О чем так печально кричат чибисы? Они ничегошеньки не понимают, эти полевые птицы с хохолками на головках, они все кричат и летают над тобой и думают, что уводят тебя все дальше от своих гнезд. Но разве страшны для них пропахшие солнцем и высыхающей травой девичьи руки?
В доме светло, будто ночь еще не пришла, а только дохнула легонько из-за рощи. Под лавками и за печкой словно кто-то притих, а на столе таинственно и музыкально-тоненько поет самовар. Чего только не слышится в этом напеве!
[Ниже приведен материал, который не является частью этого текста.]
PR #298, opened 2021-12-11
sql/internal/specutil: adding TypeRegistry for TypeSpecs

rotemtam:
Stacked on #297 

Adding a new container type for working with TypeSpecs. This is added to make the needed changes to mysql/postgres for type-safe type definitions in Atlas DDL.

### DIFF
--- a/schema/schemaspec/spec.go
+++ b/schema/schemaspec/spec.go
@@ -67,8 +67,8 @@ type (
 
 	// TypeSpec represents a specification for defining a Type.
 	TypeSpec struct {
-		Name       string
-		T          string
+		Name       string // Name is the identifier for the type in an Atlas DDL document.
+		T          string // T is the database identifier for the type.
 		Attributes []*TypeAttr
 	}
 
--- a/schema/schemaspec/spec.go
+++ b/schema/schemaspec/spec.go
@@ -67,8 +67,10 @@ type (
 
 	// TypeSpec represents a specification for defining a Type.
 	TypeSpec struct {
-		Name       string // Name is the identifier for the type in an Atlas DDL document.
-		T          string // T is the database identifier for the type.
+		// Name is the identifier for the type in an Atlas DDL document.
+		Name       string
+		 // T is the database identifier for the type.
+		T          string
 		Attributes []*TypeAttr
 	}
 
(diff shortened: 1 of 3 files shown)


schema/schemaspec/spec.go
```diff
@@ -67,8 +67,8 @@ type (
 
 	// TypeSpec represents a specification for defining a Type.
 	TypeSpec struct {
-		Name       string
-		T          string
+		Name       string // Name is the identifier for the type in an Atlas DDL document.
+		T          string // T is the database identifier for the type.
```
a8m, line 71:
```suggestion
		// Name is the identifier for the type in an Atlas DDL document.
		Name       string
		 // T is the database identifier for the type.
		T          string
```
Comments are too long IMO for inline.

sql/internal/specutil/types.go
```diff
@@ -40,3 +41,42 @@ func PrintType(typ *schemaspec.Type, spec *schemaspec.TypeSpec) (string, error)
...
+type TypeRegistry struct {
+	r []*schemaspec.TypeSpec
+}
+
+// Register adds one or more TypeSpec to the registry.
+func (r *TypeRegistry) Register(specs ...*schemaspec.TypeSpec) error {
+	for _, s := range specs {
+		if _, exists := r.Find(s.T); exists {
+			return fmt.Errorf("specutil: type with T of %q already registered", s.T)
+		}
```
a8m, line 55: If the Name is the Atlas identifier, why checking also the type?

rotemtam: I have some concerns on how to handle multiple identifiers that map to the same db type. Namely, how to disambiguate between them. Because I don't have a solution there yet, I'm defensive and enforcing the variant that currently only one identifier  can represent `T`.

a8m: Why do we care about the database type in the DDL part? Why not allow registering both "int" and "integer" on MySQL, even though both of them map to `int? See https://dev.mysql.com/doc/refman/8.0/en/integer-types.html

> MySQL supports the SQL standard integer types INTEGER (or INT) ...

rotemtam: b/c you need to be able to go back and forth from the db to hcl without losing info
if a user used `int` you want it to marshal/unmarshal/inspect the same.

a8m: If you use `integer` in the DDL (atlas or create stmt), you'll get back an `int` type on inspection.

a8m (approved):

PR #299, opened 2021-12-11
Feat/convert schema type

rotemtam:
Stacked on #298 

Adding method to convert schema.Type the a schemaspec.Type generically, using reflection. 
In the future, should probably be solved by expanding the schema.Type interface.

### DIFF
--- a/sql/internal/specutil/types.go
+++ b/sql/internal/specutil/types.go
@@ -2,6 +2,7 @@ package specutil
 
 import (
 	"errors"
+	"fmt"
 	"strings"
 
 	"ariga.io/atlas/schema/schemaspec"
@@ -39,4 +40,43 @@ func PrintType(typ *schemaspec.Type, spec *schemaspec.TypeSpec) (string, error) 
 		mid = "(" + strings.Join(args, ",") + ")"
 	}
 	return typ.T + mid + suffix, nil
+}
+
+// TypeRegistry is a collection of *schemaspec.TypeSpec.
+type TypeRegistry struct {
+	r []*schemaspec.TypeSpec
+}
+
+// Register adds one or more TypeSpec to the registry.
+func (r *TypeRegistry) Register(specs ...*schemaspec.TypeSpec) error {
+	for _, s := range specs {
+		if _, exists := r.Find(s.T); exists {
+			return fmt.Errorf("specutil: type with T of %q already registered", s.T)
+		}
+		if _, exists := r.FindByName(s.Name); exists {
+			return fmt.Errorf("specutil: type with name of %q already registered", s.T)
+		}
+	}
+	r.r = append(r.r, specs...)
+	return nil
+}
+
+// FindByName searches the registry for types that have the provided name.
+func (r *TypeRegistry) FindByName(name string) (*schemaspec.TypeSpec, bool) {
+	for _, current := range r.r {
+		if current.Name == name {
+			return current, true
+		}
+	}
+	return nil, false
+}
+
+// Find searches the registry for types that have the provided T.
+func (r *TypeRegistry) Find(t string) (*schemaspec.TypeSpec, bool) {
+	for _, current := range r.r {
+		if current.T == t {
+			return current, true
+		}
+	}
+	return nil, false
 }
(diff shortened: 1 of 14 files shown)


sql/internal/specutil/types.go
```diff
@@ -80,3 +84,81 @@ func (r *TypeRegistry) Find(t string) (*schemaspec.TypeSpec, bool) {
...
+		}
+		switch tat.Kind {
+		case reflect.Int:
+			i := strconv.Itoa(int(field.Int()))
+			s.Attributes = append(s.Attributes, LitAttr(tat.Name, i))
+		case reflect.Bool:
+			b := strconv.FormatBool(field.Bool())
+			s.Attributes = append(s.Attributes, LitAttr(tat.Name, b))
+		case reflect.Slice:
+			var lits []string
```
a8m, line 124: make

sql/internal/specutil/types.go
```diff
@@ -80,3 +84,81 @@ func (r *TypeRegistry) Find(t string) (*schemaspec.TypeSpec, bool) {
...
+	}
+	if tf.Kind() != reflect.String {
+		return nil, fmt.Errorf("specutil: cannot convert non-string T field for %T", typ)
+	}
+	s.T = tf.String()
+	typeSpec, ok := r.Find(s.T)
+	if !ok {
+		return nil, fmt.Errorf("specutil: type %q not found in registry", s.T)
+	}
+	for _, tat := range typeSpec.Attributes {
```
a8m, line 107:
```suggestion
	for _, attr := range typeSpec.Attributes {
```

sql/internal/specutil/types.go
```diff
@@ -80,3 +84,81 @@ func (r *TypeRegistry) Find(t string) (*schemaspec.TypeSpec, bool) {
...
+		n := inflect.Camelize(tat.Name)
+		field := vof.FieldByName(n)
+		if !field.IsValid() {
+			return nil, fmt.Errorf("invalid field name %q for attr %q on type spec %q", n, tat.Name, typeSpec.T)
+		}
+		if field.Kind() != tat.Kind {
+			return nil, errors.New("incompatible kinds on typespec attr and typefield ")
```
a8m, line 114:
```suggestion
			return nil, errors.New("incompatible kinds on typespec attr and typefield")
```

sql/internal/specutil/types.go
```diff
@@ -80,3 +84,81 @@ func (r *TypeRegistry) Find(t string) (*schemaspec.TypeSpec, bool) {
 	}
 	return nil, false
 }
+
+// Convert converts the schema.Type to a *schemaspec.Type.
+func (r *TypeRegistry) Convert(typ schema.Type) (*schemaspec.Type, error) {
+	s := &schemaspec.Type{}
+	vof := reflect.ValueOf(typ)
```
a8m, line 91:
```suggestion
	rv := reflect.ValueOf(typ)
```

rv (reflect value) is more common.

sql/internal/specutil/types.go
```diff
@@ -80,3 +84,81 @@ func (r *TypeRegistry) Find(t string) (*schemaspec.TypeSpec, bool) {
...
+	if vof.Kind() == reflect.Ptr {
```
a8m, line 92: Since it's an interface, you may want to check if it's valid/not-nil.

sql/internal/specutil/types.go
```diff
@@ -80,3 +84,81 @@ func (r *TypeRegistry) Find(t string) (*schemaspec.TypeSpec, bool) {
...
+	}
+}
+
+// UnsignedTypeAttr returns a TypeAttr for an `unsigned` attribute relevant for integer types.
+func UnsignedTypeAttr() *schemaspec.TypeAttr {
+	return &schemaspec.TypeAttr{
+		Name: "unsigned",
+		Kind: reflect.Bool,
+	}
+}
```
a8m, line 164: why it's here and not in sql/mysql?

a8m (approved):
looks good. minor comments

sql/internal/specutil/types.go
rotemtam: Wanted to use it in tests, and also didn't want to commit to the API yet, so put it here under internal.

rotemtam: its actually for a test, moved it to the test file.
maybe we'll add it to the mysql package in the next diff.

PR #301, opened 2021-12-12
sql: add support for creating and dropping schemas in migrate

a8m:


sql/mysql/migrate.go
```diff
@@ -47,6 +51,33 @@ func (m *migrate) Exec(ctx context.Context, changes []schema.Change) error {
 	return nil
 }
 
+// topLevel executes first the changes for creating or dropping schemas (top-level schema elements).
+func (m *migrate) topLevel(ctx context.Context, changes []schema.Change) ([]schema.Change, error) {
```
a8m, line 55: I thought about moving it out to `sqlx`, but meh. too many abstractions for saving 10 lines of code.

image

image

rotemtam (approved):

PR #304, opened 2021-12-13
sql/mysql: add type registry

rotemtam:
This adds the TypeRegistry for the mysql driver. It does not yet replace the older string-based processing for DDL marshal/unmarshal.

### DIFF
--- a/schema/schemaspec/spec.go
+++ b/schema/schemaspec/spec.go
@@ -67,15 +67,18 @@ type (
 
 	// TypeSpec represents a specification for defining a Type.
 	TypeSpec struct {
-		Name       string // Name is the identifier for the type in an Atlas DDL document.
-		T          string // T is the database identifier for the type.
+		// Name is the identifier for the type in an Atlas DDL document.
+		Name string
+		// T is the database identifier for the type.
+		T          string
 		Attributes []*TypeAttr
 	}
 
 	// TypeAttr describes an attribute of a TypeSpec, for example `varchar` fields
 	// can have a `size` attribute.
 	TypeAttr struct {
-		Name     string // Name should be a snake_case of related the schema.Type struct field.
+		// Name should be a snake_case of related the schema.Type struct field.
+		Name     string
 		Kind     reflect.Kind
 		Required bool
 	}
--- a/schema/schemaspec/spec.go
+++ b/schema/schemaspec/spec.go
@@ -67,8 +67,8 @@ type (
 
 	// TypeSpec represents a specification for defining a Type.
 	TypeSpec struct {
-		Name       string
-		T          string
+		Name       string // Name is the identifier for the type in an Atlas DDL document.
+		T          string // T is the database identifier for the type.
 		Attributes []*TypeAttr
 	}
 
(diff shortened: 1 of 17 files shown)


schema/schemaspec/spec.go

Присядь на лавку за стол, прислушайся, и твою душу ознобит на секунду холодный
посвист январской вьюги, потом самовар тихонько прозвенит свадебным колокольчиком, потом затихнет и вдруг точно запоет песню неведомого бабьего хора, не спетую еще песню и самую первую песню, которую ни за что не запомнить, так она хороша и так неуловима в этих сумерках.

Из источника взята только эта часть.